Okay, I don't claim to be the brightest star in the celestials, but in our months together I was pretty damn sure I'd never heard Kate mention any Wes before. Who the hell was this guy Wes? I felt like a contestant on Jeopardy. Then the lightbulb flashed on—her late boyfriend, Wes Harrison, who had drowned over a decade ago in a boating accident.
"Kate, listen to me. That couldn't have been Wes. Wes is dead." A reasonable enough conclusion, I thought.
"No, no ... you don't understand," Kate said, making about as much sense to me as her feelings of compassion for the killer in the movie we'd just seen. "That really was Wes!"

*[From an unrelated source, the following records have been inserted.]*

PR #1468, opened 2026-06-13
test: migrate from jest to vitest with browser testing for brain/helm

ashley-hunter:
## PR Checklist

Please check if your PR fulfills the following requirements:

- [x] The commit message follows our
      guidelines: https://github.com/spartan-ng/spartan/blob/main/CONTRIBUTING.md#-commit-message-guidelines
- [x] Tests for the changes have been added (for bug fixes / features)
- [ ] Docs have been added / updated (for bug fixes / features)

## PR Type

What kind of change does this PR introduce?

- [ ] Bugfix
- [ ] Feature
- [ ] Code style update (formatting, local variables)
- [ ] Refactoring (no functional changes, no api changes)
- [x] Build related changes
- [x] CI related changes
- [ ] Documentation content changes
- [ ] Other... Please describe:

### Others

- [x] nx
- [x] repo
- [x] cli
- [x] mcp

## What is the current behavior?

Unit tests run on Jest (`jest-preset-angular` + `ts-jest`). The Angular component
and directive suites in `helm` and `brain` execute under jsdom, which cannot
faithfully reproduce real layout, focus, pointer events, animations or computed
styles, so a class of behaviour cannot be tested accurately.

Closes #

## What is the new behavior?

Jest is fully replaced by Vitest (`@nx/vitest:test`):

- `brain` and `helm` now run in a **real browser** (Playwright/Chromium via Vitest
  browser mode), exercising real DOM, layout, focus and pointer behaviour.
- `cli`, `tools`, `mcp`, `registry` and `cli-smoke` run on Vitest's `node`
  environment.
- Jest module mocks were converted to `vi.mock` + `importOriginal`; `jest-axe`
  was replaced with a browser-native `axe-core` helper and `toHaveNoViolations`
  matcher; snapshots were regenerated in Vitest format (content unchanged).
- All Jest packages, configs, the shared preset and the `@nx/jest` target default
  were removed; new-library generators now scaffold Vitest.
- The CI `unit` job installs (and caches) Playwright Chromium for the browser
  suites. The `cli-smoke` matrix is unchanged (its `--testNamePattern` filter
  works identically under Vitest).

This also fixes a `brain` avatar test that asserted inside a fire-and-forget
`setTimeout`; it passed vacuously under jsdom and only surfaced once a real
browser actually loaded the image.

Verification: lint, format, test and build all pass locally, and the full
`cli-smoke` E2E matrix passed end-to-end.

## Does this PR introduce a breaking change?

- [ ] Yes
- [x] No

[...]

PR #1471, opened 2026-06-13
refactor!: split dialog and overlay portal lifecycles

PatrickLarocque:
## Summary

This PR splits the modal dialog primitive from the non-modal floating overlay/popover primitive.

The old implementation made `BrnPopover` extend `BrnDialog`, so components such as select, combobox, autocomplete, date-picker, and popover inherited `BrnDialog`'s CDK Dialog lifecycle and `closeDelay` behavior even when they had no exit animation. This PR keeps dialog-like components on CDK Dialog, moves floating portal components onto a Brain overlay primitive backed by CDK Overlay/Portal, and removes the fixed `closeDelay` timer in favor of animation-aware teardown.

## Why

The original issue showed up while discussing #1466. On `main`, `BrnDialogDefaultOptions.closeDelay` defaulted to `100`, and `BrnDialogRef.close()` deferred the underlying CDK close/dispose by that timeout. That was intended to keep `data-state="closed"` content mounted long enough for close animations.

That delay was inherited too broadly:

- `BrnPopover` extended `BrnDialog`.
- Select, combobox, autocomplete, date-picker, and popover sat on the popover/dialog path.
- Several of those Helm components do not ship a `data-state="closed"` exit animation.
- Result: after Escape or outside click, the component state could report closed while the portal stayed mounted until the timer elapsed, making non-animated controls feel sluggish.

#1466 also showed the other side of the problem: for animated dialogs, a fixed 100ms JS timer racing a 100ms CSS animation can tear down too early under CPU pressure. Ashley's measurements in that discussion found intermittent abrupt teardown under 6x CPU throttling. So the durable fix is not simply `closeDelay: 0`, nor is it keeping a magic timer everywhere. The lifecycle needs to follow primitive boundaries and the actual rendered animations.

## What Changed

- Added/solidified `BrnOverlay` as the CDK Overlay/Portal-backed primitive for non-modal floating portal UI.
- Changed `BrnPopover` to build on `BrnOverlay` instead of `BrnDialog`.
- Kept `BrnDialog` backed by CDK Dialog for modal/dialog semantics such as role, aria, focus handling, backdrop behavior, and restore focus.
- Removed `closeDelay` from the public dialog/popover/select/combobox/autocomplete surface.
- Reworked close teardown so content gets `data-state="closed"`, then disposes immediately when there are no active exit animations, or waits for the actual active animations when they exist.
- Uses CDK overlay/backdrop behavior for popover outside-pointer dismissal instead of trying to recreate low-level document dismissal logic by hand.
- Updated Helm wrappers, app examples, CLI/generated component templates, and API docs snapshots for the new public surface.

## Breaking Changes

This is intentionally marked as breaking because `closeDelay` is removed from the affected public APIs.

Consumers passing `closeDelay` to dialog, popover, select, combobox, autocomplete, or related close helpers should remove it. Exit animations should be expressed in CSS using the existing `data-state="closed"` state. Components with no exit animation now dispose immediately instead of waiting for a fixed timer.

Popover-backed controls are also no longer CDK Dialog instances. If a consumer needs modal dialog semantics, they should use dialog/alert-dialog/sheet rather than select/combobox/autocomplete/popover.

## Evidence From The Old Code

The problematic path on `main` was:

- `libs/brain/dialog/src/lib/brn-dialog-token.ts`: default `closeDelay: 100`.
- `libs/brain/dialog/src/lib/brn-dialog-ref.ts`: `close(result, delay)` delayed CDK disposal.
- `libs/brain/dialog/src/lib/brn-dialog.ts`: exposed `closeDelay` as an input.
- `libs/brain/popover/src/lib/brn-popover.ts`: popover inherited dialog behavior.
- Helm select/combobox/autocomplete/popover wrappers exposed the same inherited delay even for controls without close animations.

See the discussion in #1466 for the observed behavior and the rationale for moving beyond a narrow timer tweak.

## Validation

Local validation after rebasing onto the Vitest migration:

- `pnpm nx format:check --base=origin/main --head=HEAD`
- `pnpm nx affected -t lint --parallel=3 --base=origin/main --head=HEAD`
- `pnpm nx test helm`
- `pnpm nx affected -t test --parallel=3 --base=origin/main --head=HEAD`

Earlier validation on this branch also covered `brain`/`helm` builds and focused select e2e behavior around open, toggle, Escape, and outside-pointer dismissal.

## Summary by CodeRabbit

* **New Features**
  * Introduced an overlay-based system for floating panels, triggers, and references.
  * Added a Storybook story demonstrating dialogs launched from a context menu.
  * Select components now expose public `toggle()`/`close()` controls.
* **Bug Fixes**
  * Removed unintended initial auto-focus in combobox/popover/date-picker popovers.
  * Updated popover closing behavior and related accessibility expectations.
* **Refactor**
  * Migrated popover/combobox/select/date-picker (and related UI) to the overlay architecture.
* **Tests**
  * Updated Cypress and unit tests for the new overlay/accessibility behavior.
* **Documentation**
  * Added overlay README and packaging entrypoint.


PatrickLarocque:
Small note on the `libs/helm/utils/src/lib/hlm.spec.ts` change in the CI follow-up commit:

That edit is not part of the overlay/dialog behavior change. While validating this branch after rebasing onto the Vitest migration, `helm:test` exposed a latent timing-sensitive assertion in the existing `classes()` transition-suppression test.

The old test assumed that `await setTimeout(0)` meant "the Angular effect has run, but the queued `requestAnimationFrame` has not run yet." In Vitest browser mode / real Chromium, that ordering is not guaranteed. On my local browser run, rAF had already fired before the assertion, so `transition` had already been restored and the test failed with `expected '' to be 'none'`.

PR #1468 did run this exact Helm test successfully, so this was not an always-failing migration issue. It was a latent scheduling flake that happened to pass there and fail locally here. The fix stubs `window.requestAnimationFrame`, captures the callback, asserts the pre-rAF state, then invokes the callback manually and asserts the post-rAF state. Production behavior is unchanged; the test now controls the timing boundary it is explicitly asserting.

libs/brain/dialog/src/lib/brn-dialog.service.ts
```diff
@@ -4,234 +4,156 @@ import {
...
-						providers.push(...options.providers);
-					}
-				}
-
-				return providers;
+			autoFocus: mergedOptions.autoFocus,
+			ariaDescribedBy: mergedOptions.ariaDescribedBy ?? `brn-dialog-description-${dialogId}`,
+			ariaLabelledBy: mergedOptions.ariaLabelledBy ?? `brn-dialog-title-${dialogId}`,
+			ariaLabel: mergedOptions.ariaLabel,
+			ariaModal: mergedOptions.ariaModal,
```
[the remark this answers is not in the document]
PatrickLarocque: Thanks for calling this out. I added focused regression coverage for this exact launch path in `61d2ee60b`.

New coverage:
- `apps/ui-storybook/stories/dialog.stories.ts` adds `Dialog / Context Menu`, where a context-menu item opens an `hlm-dialog` via `[hlmDialogTriggerFor]`.
- `apps/ui-storybook-e2e/src/integration/dialog/dialog.cy.ts` visits `/iframe.html?id=dialog--context-menu`, right-clicks the context menu trigger, clicks the `Print` menu item, then asserts the dialog is visible by accessible name and that its body/action content renders.

Local verification: `pnpm nx e2e ui-storybook-e2e --spec=apps/ui-storybook-e2e/src/integration/dialog/dialog.cy.ts --skip-nx-cache` passed 8/8.

libs/brain/dialog/src/lib/brn-dialog-content.ts
```diff
@@ -7,28 +7,16 @@ import { BrnDialogRef } from './brn-dialog-ref';
...
-			const context = this.context();
-			if (!this._brnDialog || !context) return;
-			untracked(() => this._brnDialog?.setContext(context));
-		});
-		effect(() => {
-			if (!this._brnDialog) return;
-			const newClass = this.className();
-			untracked(() => this._brnDialog?.setPanelClass(newClass));
-		});
+		this._brnDialog?.registerContent(this._template, this.context, this.className);
```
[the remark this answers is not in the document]
PatrickLarocque: Fixed in `c7f2e0ce0`.

I kept the side effect at the primitive boundary rather than adding it to `BrnDialogContent`: `BrnDialog` now has a `_resolvedPanelClass` computed value matching the open-time precedence, and `_syncPanelClass()` pushes changes to the active `BrnDialogRef.setPanelClass(...)`. `BrnOverlay` received the same primitive-level panel-class sync for overlay-backed consumers.

libs/brain/dialog/src/lib/brn-dialog-overlay.ts
```diff
@@ -8,18 +8,16 @@ import { BrnDialog } from './brn-dialog';
...
-			const newClass = this.className();
-			untracked(() => this._brnDialog.setOverlayClass(newClass));
-		});
+		this._brnDialog.registerOverlayClass(this._resolvedClass);
 	}
 
-	setClassToCustomElement(newClass: string) {
-		this._brnDialog.setOverlayClass(newClass);
+	public setClassToCustomElement(newClass: string): void {
+		this._customClass.set(newClass);
```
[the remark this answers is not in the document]
PatrickLarocque: Fixed in `c7f2e0ce0`.

`BrnDialog` now resolves the registered/custom backdrop class through `_resolvedBackdropClass` and `_syncOverlayClass()` pushes changes to the active `BrnDialogRef.setOverlayClass(...)`. This keeps `BrnDialogOverlay` simple: it still records the custom class signal, while the owning dialog primitive handles propagation to the open CDK ref.

PatrickLarocque:
CodeRabbit follow-up: addressed the review feedback in `c7f2e0ce0`.

Covered items:
- normalized array entries in `cssClassesToArray` and added focused helper tests;
- preserved explicit `null` ARIA opt-outs in dialog options;
- guarded CDK point origins before calling `contains(...)`;
- enforced top-of-stack dismissal for backdrop events;
- returned fresh overlay default option objects to avoid shared mutable defaults;
- restored live panel/backdrop class propagation at the dialog/overlay primitive boundary.

Validation after the commit:
- `pnpm nx build brain` passed;
- `pnpm nx lint brain` passed with the existing `resolve-value-label.ts` warnings;
- `pnpm nx test brain` passed, 35 files / 289 tests;
- focused dialog Cypress spec passed, 8/8, against Storybook.

All CodeRabbit inline threads are resolved.

PatrickLarocque:
Linking the broader lifecycle/design issue that came out of the `closeDelay` investigation: #1473

That issue captures the inherited delay problem for popover-based controls, the JS-duration-to-CSS-duration coupling, and the possible CDK Dialog vs CDK Overlay primitive boundary.

libs/brain/overlay/src/lib/brn-overlay.ts
```diff
@@ -0,0 +1,258 @@
...
+	protected getDefaultOptions(): BrnOverlayDefaultOptions {
+		return injectBrnOverlayDefaultOptions();
+	}
+
+	public open(): void {
+		if (!this._content) return;
+
+		const currentRef = this._overlayRef();
+		if (currentRef) {
+			currentRef.reopen();
```
ashley-hunter, line 143: Select doesn't close on selection: open → ↓ → Enter commits the value but the listbox stays open (`origin/main` closes correctly). Looks like Enter re-activates the trigger → `reopen()` here. Could we skip trigger activation while `phase === 'closing'`?

libs/brain/overlay/src/lib/brn-overlay.service.ts
```diff
@@ -0,0 +1,165 @@
...
+		}
+		return providers;
+	}
+
+	private _configureElement(overlayRef: OverlayRef, options: BrnOverlayOptions): void {
+		const element = overlayRef.overlayElement;
+		element.id = options.id;
+		if (options.role) {
+			element.tabIndex = -1;
+			element.setAttribute('role', options.role);
```
ashley-hunter, line 161: No `autoFocus` equivalent here, so the popover's form fields no longer get focused on open (baseline used CDK Dialog `autoFocus: 'first-tabbable'`). `aria-activedescendant` also reads null while navigating the select.

libs/brain/popover/src/lib/brn-popover.token.ts
```diff
@@ -23,3 +24,28 @@ export function provideBrnPopoverConfig(config: Partial<BrnPopoverConfig>): Valu
 export function injectBrnPopoverConfig(): BrnPopoverConfig {
 	return inject(BrnPopoverConfigToken, { optional: true }) ?? defaultConfig;
 }
+
+export const BRN_POPOVER_OVERLAY_DEFAULT_OPTIONS: BrnOverlayDefaultOptions = {
+	...overlayDefaultOptions,
+	backdropClass: 'cdk-overlay-transparent-backdrop',
+	closeOnOutsidePointerEvents: true,
+	hasBackdrop: true,
```
ashley-hunter: Intentional? `hasBackdrop: true` + the transparent backdrop eats outside clicks and makes the popover effectively modal, vs the non-modal default (was `hasBackdrop: false`).

libs/brain/overlay/src/lib/brn-overlay.service.ts
```diff
@@ -0,0 +1,165 @@
...
+			.subscribe(({ event, reason }) => this._requestDismissal(ref, overlayRef, reason, event));
+	}
+
+	private _requestDismissal<Result>(
+		ref: BrnOverlayRef<Result>,
+		overlayRef: OverlayRef,
+		reason: BrnOverlayDismissReason,
+		event: MouseEvent | KeyboardEvent,
+	): void {
+		if (this._overlayStack.at(-1) !== overlayRef) return;
```
ashley-hunter, line 188: Topmost-only dismiss drops the old `isNested` handling — worth checking nested overlays still dismiss the intended layer.

libs/brain/overlay/src/lib/brn-overlay.service.ts
```diff
@@ -0,0 +1,165 @@
...
+	public open<OverlayContext, OverlayResult = unknown>(
+		content: ComponentType<unknown> | TemplateRef<unknown>,
+		vcr?: ViewContainerRef,
+		context?: OverlayContext,
+		options?: Partial<BrnOverlayOptions>,
+	): BrnOverlayRef<OverlayResult> {
+		const mergedOptions: BrnOverlayOptions = {
+			...this._defaultOptions,
+			...options,
+			id: options?.id ?? `brn-overlay-${overlaySequence + 1}`,
```
ashley-hunter: `brn-overlay-${overlaySequence + 1}` here but the ref uses `++overlaySequence` later, so the duplicate-id guard reads a stale counter.

ashley-hunter (commented):
Thanks for the contribution! Looks great, just noticed a few issues.

ashley-hunter (changes requested):

libs/brain/popover/src/lib/brn-popover.token.ts
PatrickLarocque: My bad, went through a few implementations and was fighting outside clicks at one point. Reverted back to the original `hasBackdrop: false`, i also added a test that confirms that the backdrop honors the configuration.

ashley-hunter:
@MerlinMoos i pushed a few updates and resigned the conflicts, if you get a chance it would be great to get another pair of eyes on this 😊 thanks

PatrickLarocque:
> @MerlinMoos i pushed a few updates and resigned the conflicts, if you get a chance it would be great to get another pair of eyes on this 😊 thanks

Thanks so much. Sorry for not getting around to updating this sooner. I’ve been busy with work, and I also realized there was a good reason brnDialog was doing so much of the heavy lifting around accessibility before my attempt to split dialog and overlay apart.

The CDK Overlay is more of a positioning/portal primitive than an accessibility primitive. So while moving components like autocomplete, combobox, select, and popover away from dialog feels more semantically correct, it also means we lose some accessibility behavior that came “for free” from being backed by CDK Dialog.
That became clearer when I started looking at the stacking-context issue from your last comment. Handling dismissal, focus, aria semantics, and nested overlay behavior correctly is a lot easier to get subtly wrong than I initially appreciated.
Longer term, I think the right direction may be to lean into the newer Angular Aria primitives for form-style and floating components like autocomplete, combobox, select, menu/menubar, etc., rather than trying to hand-roll an accessible abstraction on top of CDK Overlay ourselves.

That said, I’m not sure how you all feel about introducing @angular/aria at this point, especially given that it is still stabilizing around Angular v22.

Kate had a wild look in her eyes, an expression I'd never seen on her face before. For a minute I thought she was going to keel over again. I grabbed her by both shoulders and gave her a gentle shake. She was still milky pale. "Kate, please listen. Wes drowned in a boating accident, remember?"
Kate nodded. "But it was Wes." She stared at me like I'd just stepped onto Earth from an alien spaceship. "You don't get it, Mac," she said, her voice breaking up.
Now where had I heard that before? Oh yeah, out on the sidewalk a few minutes earlier heading for my pickup while Kate was informing me what a lousy movie critic I was. "Okay. What don't I get?"
Kate turned and stared toward the lobby for a long moment and shook her head. "Dang, Mac, Wes is still alive!"